The goal of this project is to develop a machine learning based modeling framework to discover new mechanisms of brain function, with a focus on how the brain supports decision-making and movement. Understanding the brain's inner workings, including how circuits of neurons compute and give rise to these behaviors, is critical for better diagnosing and treating cognitive and motor disorders. A challenge to studying brain function is its complexity: billions of neurons across multiple brain areas interact in coordinated ways. This project gains new insight into brain function by modeling these coordinated and multi-area computations with deep neural networks. These networks, unlike the brain, are fully observed: all artificial neurons, their activity, and their connections are known. As such, neural networks that are trained to compute like the brain can be analyzed to discover new mechanistic insights for brain function. This project will also use these insights to develop higher performance brain-computer interfaces that help the paralyzed by decoding thoughts into actions.

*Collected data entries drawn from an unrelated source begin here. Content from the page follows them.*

PR #5805, opened 2022-10-07
CBG-2453: Friendly error message when updating a config with a non-existing collection

gregns1:
CBG-2453

Simple change to return a more user friendly error message if a non existent scope/collection is specified in databse config update. 

## Pre-review checklist

- [ ] `GSI=true,xattrs=true` (for collections) https://jenkins.sgwdev.com/job/SyncGateway-Integration/933/

### DIFF
--- a/base/util_testing.go
+++ b/base/util_testing.go
@@ -760,18 +760,6 @@ func TestRequiresCollections(t *testing.T) {
 	}
 }
 
-func WaitUntilScopeAndCollectionExists(collection *gocb.Collection) error {
-	err, _ := RetryLoop("wait for scope and collection to exist", func() (shouldRetry bool, err error, value interface{}) {
-		_, err = collection.Exists("waitUntilScopeAndCollectionExists", nil)
-		if err != nil {
-			WarnfCtx(context.TODO(), "Error checking if collection exists: %v", err)
-			return true, err, nil
-		}
-		return false, nil, nil
-	}, CreateMaxDoublingSleeperFunc(30, 10, 1000))
-	return err
-}
-
 // CreateBucketScopesAndCollections will create the given scopes and collections within the given BucketSpec.
 func CreateBucketScopesAndCollections(ctx context.Context, bucketSpec BucketSpec, scopes map[string][]string) error {
 	atLeastOneScope := false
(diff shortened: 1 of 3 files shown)


rest/server_context.go
```diff
@@ -447,6 +447,16 @@ func (sc *ServerContext) _getOrAddDatabaseFromConfig(ctx context.Context, config
 		if !bucket.IsSupported(sgbucket.DataStoreFeatureCollections) {
 			return nil, errCollectionsUnsupported
 		}
+		// TODO: This needs changing when implementing Phase 2 collections: support for multiple collections
+		collection, err := base.AsCollection(bucket)
+		if err != nil {
+			return nil, err
+		}
+		// Check if scope/collection specified exists
+		_, err = collection.Exists("waitUntilScopeAndCollectionExists", nil)
```
bbrks: I wonder whether we want to apply the same retry logic to non-existing collections as we do for non-existing buckets, to allow scripted startup/collection creation.

See inside `connectToBucket` for a reference as to what we do regarding retry when opening buckets.

It may be that we make the existing util function a non-test one so we can use it here.

bbrks (changes requested):

base/util_testing.go
```diff
@@ -760,7 +760,7 @@ func TestRequiresCollections(t *testing.T) {
 	}
 }
 
-func waitUntilScopeAndCollectionExists(collection *gocb.Collection) error {
+func WaitUntilScopeAndCollectionExists(collection *gocb.Collection) error {
```
bbrks: Nitpick: This is no longer a testing utility - can it be moved to `base/collection.go`?

Might be nice to have a comment describing why we have to do the Exists check in the first place too.

```suggestion
// WaitUntilScopeAndCollectionExists will try to perform an `Exists` operation on an arbitrary doc ID in the given scope and collection until it can succeed in telling us whether the doc exists or not.
// There's no WaitForReady operation in GoCB for collections, so attempting to use the collection in this way this seems like our best option.
func WaitUntilScopeAndCollectionExists(collection *gocb.Collection) error {
```

bbrks (changes requested):
This should be good to merge after moving the function/adding the godoc comment.
Apologies for the review delays.

bbrks (approved):

PR #5807, opened 2022-10-07
CBG-2282: Added timeout and change retry handling for GoCB v2 ops

IsaacLambat:
CBG-2282

### `initializeCouchbaseServerConnections`
`initializeGoCBAgent` has been left to fail fast due to SG handling the retry loop of it due to CBS and SG race conditioning happening when launching at the same time.

 The cluster connection now uses a best effort retry strategy so any operations that use the GoCB clusster connection will have best effort retry handling instead of failing fast. This is set up in `NewCouchbaseCluster`.

The best effort retry handling is not done when getting the configs (both for the initial launch and for the incremental config fetching) so that this can have an auth error instantly. If this fails fast for any other reason, it is not an issue as it will try again when doing the incremental fetch configs (as defined by `config_update_frequency`) which will load/reload the database depending on if it loaded successfully on startup or not. This is done in `(cc *CouchbaseCluster) connect(auth *gocb.Authenticator) (*gocb.Cluster, error)`.

The `WaitUntilReady` in `(cc *CouchbaseCluster) connectToBucket(bucketName string) (b *gocb.Bucket, teardownFn func(), err error)` did not get changed to use best effort retry handling so it can also report authentication failures instantly. Even though `(cc *CouchbaseCluster) connect(auth *gocb.Authenticator) (*gocb.Cluster, error)` will catch authentication errors, it does not try to authenticate with the bucket directly (only the cluster) so therefore the WaitUntilReady is left as a fail fast so it can be confirmed the user has access to that bucket (as RBAC may prevent this). This is useful for making sure per bucket authentication is successful without getting stuck in a retry loop unnecessarily.

I have added a timeout to the cluster options which will use the GoCB defaults. These defaults are 10 seconds for bucket ops, and 7.5 seconds for a view query op.

Testing was done to make sure authentication failures fail fast using: incorrect per bucket user details, per bucket user details that are valid but can't access the bucket (RBAC), and incorrect cluster details.

### `connectToBucket(ctx context.Context, spec base.BucketSpec) (base.Bucket, error)`
This function gets used when loading/adding a database to Sync Gateway. The cluster options here have been changed to use a best effort retry loop. 

This function implements it's own retry loop around connecting to the bucket so GoCB does not need to attempt to retry so the `WaitUntilReady` in `GetCouchbaseCollection(spec BucketSpec) (*Collection, error)` has been left as a fail fast. This means that authentication errors can be handled that where not handled by `initializeCouchbaseServerConnections` (such as because a database was created that used invalid per db credentials). Using a best effort retry in this `WaitUntilReady` would cause hanging on the PUT db endpoint, and then an unambiguous timeout error which is not helpful.
 
An appropriate timeout is already used for the cluster options which uses user defined options, or 10 seconds by default.

Testing was done using invalid per db credentials and then either creating the database with the same name, or having it already exist when SG is started. This failed fast as expected.

### `GetCollectionFromCluster`
I added a fast fail to the `WaitUntilReady` here so when an invalid bucket name is used, the operation will fast fail and the `PUT /{db}/` endpoint will not just timeout with an unknown error.

Tested using unit test `TestCreateDbOnNonExistentBucket`

## Pre-review checklist

- [x] `xattrs=true` https://jenkins.sgwdev.com/job/SyncGateway-Integration/945/
- [x] `xattrs=true gsi=true` https://jenkins.sgwdev.com/job/SyncGateway-Integration/951

### DIFF
--- a/base/bootstrap.go
+++ b/base/bootstrap.go
@@ -102,7 +102,8 @@ func NewCouchbaseCluster(server, username, password,
 	clusterOptions := gocb.ClusterOptions{
 		Authenticator:  clusterAuthConfig,
 		SecurityConfig: securityConfig,
-		RetryStrategy:  &goCBv2FailFastRetryStrategy{},
+		TimeoutsConfig: GoCBv2TimeoutsConfig(nil, nil),
+		RetryStrategy:  gocb.NewBestEffortRetryStrategy(nil),
 	}
 
 	cbCluster := &CouchbaseCluster{
--- a/base/collection.go
+++ b/base/collection.go
@@ -126,7 +126,9 @@ func GetCollectionFromCluster(cluster *gocb.Cluster, spec BucketSpec, waitUntilR
 
 	// Connect to bucket
 	bucket := cluster.Bucket(spec.BucketName)
-	err := bucket.WaitUntilReady(time.Duration(waitUntilReadySeconds)*time.Second, nil)
+	err := bucket.WaitUntilReady(time.Duration(waitUntilReadySeconds)*time.Second, &gocb.WaitUntilReadyOptions{
+		RetryStrategy: &goCBv2FailFastRetryStrategy{},
+	})
 	if err != nil {
 		_ = cluster.Close(&gocb.ClusterCloseOptions{})
 		if errors.Is(err, gocb.ErrAuthenticationFailure) {
--- a/base/collection.go
+++ b/base/collection.go
@@ -67,7 +67,7 @@ func GetCouchbaseCollection(spec BucketSpec) (*Collection, error) {
 		Authenticator:  authenticator,
 		SecurityConfig: securityConfig,
 		TimeoutsConfig: timeoutsConfig,
-		RetryStrategy:  &goCBv2FailFastRetryStrategy{},
+		RetryStrategy:  gocb.NewBestEffortRetryStrategy(nil),
 	}
 
 	if spec.KvPoolSize > 0 {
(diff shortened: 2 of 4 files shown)


bbrks (dismissed):
Seems reasonable to me - would like @torcolvin to have a look as the original issue filer.

base/bootstrap.go
```diff
@@ -102,7 +102,8 @@ func NewCouchbaseCluster(server, username, password,
 	clusterOptions := gocb.ClusterOptions{
 		Authenticator:  clusterAuthConfig,
 		SecurityConfig: securityConfig,
-		RetryStrategy:  &goCBv2FailFastRetryStrategy{},
+		TimeoutsConfig: GoCBv2TimeoutsConfig(nil, nil),
+		RetryStrategy:  gocb.NewBestEffortRetryStrategy(nil),
```
torcolvin, line 106: The only potential concern I have about this, is that this is now applying a timeout and potential retry to query ops (7.5s), if gocb thinks the operation is retryable. The relevant parameters are gocb.TimeoutsConfig.ViewTimeout and gocb.TimeoutsConfig.QueryTimeout. However, the timeout is so small and my guess is that retry is unlikely, so this will not pose a problem.

torcolvin (approved):

base/bootstrap.go
adamcfraser: I'd like to understand the interaction between the gocb query timeout (deadline) and the retry timeout, particularly in the case where the deadline is longer than the retry timeout.

IsaacLambat: Talked to Charles about this. The timeout is for the entire operation (which can have multiple retries per operation) so the request can be retried until the timeout is reached.

PR #5810, opened 2022-10-10
CBG-2411: Removed potential double decrement of wait group

IsaacLambat:
CBG-2411

- Removed wait group decrementing on callback error

This has been tested manually by making `callbackFunc` return an error through `callbackErr`. Could not be tested through a unit test.

## Pre-review checklist

- [x] `xattrs=true` https://jenkins.sgwdev.com/job/SyncGateway-Integration/946/

### DIFF
--- a/base/collection.go
+++ b/base/collection.go
@@ -1041,7 +1041,6 @@ func (c *Collection) GetCollectionID() (uint32, error) {
 	}
 	wg.Wait()
 	if callbackErr != nil {
-		wg.Done()
 		return 0, fmt.Errorf("GetCollectionID for %s.%s, err: %w", scope, collection, callbackErr)
 	}
 	// cache value for future use


base/collection.go
```diff
@@ -1041,7 +1041,6 @@ func (c *Collection) GetCollectionID() (uint32, error) {
 	}
 	wg.Wait()
```
bbrks, line 1042: Given there's only 1 path through this code (via the callback) that's async, do we need to `Add`, `Done` and `Wait` all on the same goroutine? Doesn't make much sense to me.

I.e. Can we rewrite this bit of code so that we only add to the WaitGroup when we pass the `err != nil` check - and then do the `Add`/`Wait` only for the callback's `Done`?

This project will use recurrent neural networks as in silico models of brain areas. New neural network architectures will be trained to do the same tasks and behaviors that animals perform in experimental labs. Critically, these neural networks will be trained to harness information from basic neuroscience including anatomy and neuron recordings, so that its artificial neurons resemble real neurons. After training, neural networks will be analyzed to propose new computational mechanisms for how populations of neurons compute to produce behaviors. New hypotheses of brain function from these networks will be tested in collaboration with experimental labs. These insights and models will be incorporated into new algorithms for brain-computer interfaces that aim to better decode one's intentions from his or her neural activity. The outcomes of this project will also be translated into educational and outreach materials to reach a broad audience, contributing to the training of a next generation of computational neuroscientists and neural engineers.
This award reflects NSF's statutory mission and has been deemed worthy of support through evaluation using the Foundation's intellectual merit and broader impacts review criteria.